After finding the line with "## Validation" in the entries below, retype exactly each line from there through the line with "## Limitations", including that final line.

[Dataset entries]
╭──

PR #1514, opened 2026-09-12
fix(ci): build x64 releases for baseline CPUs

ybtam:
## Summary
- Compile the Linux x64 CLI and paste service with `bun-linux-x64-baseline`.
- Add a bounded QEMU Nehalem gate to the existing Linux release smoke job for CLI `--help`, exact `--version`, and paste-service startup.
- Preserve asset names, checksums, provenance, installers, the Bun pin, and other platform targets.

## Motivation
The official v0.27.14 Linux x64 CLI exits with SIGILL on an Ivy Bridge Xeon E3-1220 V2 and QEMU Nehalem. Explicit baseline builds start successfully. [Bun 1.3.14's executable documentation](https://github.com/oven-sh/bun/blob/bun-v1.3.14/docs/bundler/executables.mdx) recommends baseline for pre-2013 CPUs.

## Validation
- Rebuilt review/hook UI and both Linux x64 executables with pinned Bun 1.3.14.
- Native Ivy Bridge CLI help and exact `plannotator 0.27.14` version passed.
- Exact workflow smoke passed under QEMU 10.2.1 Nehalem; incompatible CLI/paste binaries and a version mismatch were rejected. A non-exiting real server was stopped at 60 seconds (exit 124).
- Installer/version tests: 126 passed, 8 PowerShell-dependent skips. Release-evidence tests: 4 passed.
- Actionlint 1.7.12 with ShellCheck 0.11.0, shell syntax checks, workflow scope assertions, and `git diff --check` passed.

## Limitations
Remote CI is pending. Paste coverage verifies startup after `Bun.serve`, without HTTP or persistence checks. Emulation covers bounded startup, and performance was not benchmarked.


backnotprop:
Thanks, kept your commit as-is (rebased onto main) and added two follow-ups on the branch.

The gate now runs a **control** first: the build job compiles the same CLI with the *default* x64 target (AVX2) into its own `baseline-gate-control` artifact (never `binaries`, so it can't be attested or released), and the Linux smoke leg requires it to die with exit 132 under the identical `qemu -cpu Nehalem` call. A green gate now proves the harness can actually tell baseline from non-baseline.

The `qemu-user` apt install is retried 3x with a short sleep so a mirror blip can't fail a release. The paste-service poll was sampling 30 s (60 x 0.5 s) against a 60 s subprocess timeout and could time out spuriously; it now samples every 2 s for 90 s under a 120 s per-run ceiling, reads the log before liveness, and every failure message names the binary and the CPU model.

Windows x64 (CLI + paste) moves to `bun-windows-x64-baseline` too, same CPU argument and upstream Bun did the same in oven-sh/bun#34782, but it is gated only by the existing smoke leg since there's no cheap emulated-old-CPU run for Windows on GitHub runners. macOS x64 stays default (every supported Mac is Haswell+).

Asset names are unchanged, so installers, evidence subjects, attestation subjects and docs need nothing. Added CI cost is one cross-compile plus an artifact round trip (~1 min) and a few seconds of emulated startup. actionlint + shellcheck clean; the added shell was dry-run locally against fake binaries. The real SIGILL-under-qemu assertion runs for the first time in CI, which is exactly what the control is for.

╰──

● TASK SOLUTION:
## Validation
- Rebuilt review/hook UI and both Linux x64 executables with pinned Bun 1.3.14.
- Native Ivy Bridge CLI help and exact `plannotator 0.27.14` version passed.
- Exact workflow smoke passed under QEMU 10.2.1 Nehalem; incompatible CLI/paste binaries and a version mismatch were rejected. A non-exiting real server was stopped at 60 seconds (exit 124).
- Installer/version tests: 126 passed, 8 PowerShell-dependent skips. Release-evidence tests: 4 passed.
- Actionlint 1.7.12 with ShellCheck 0.11.0, shell syntax checks, workflow scope assertions, and `git diff --check` passed.

## Limitations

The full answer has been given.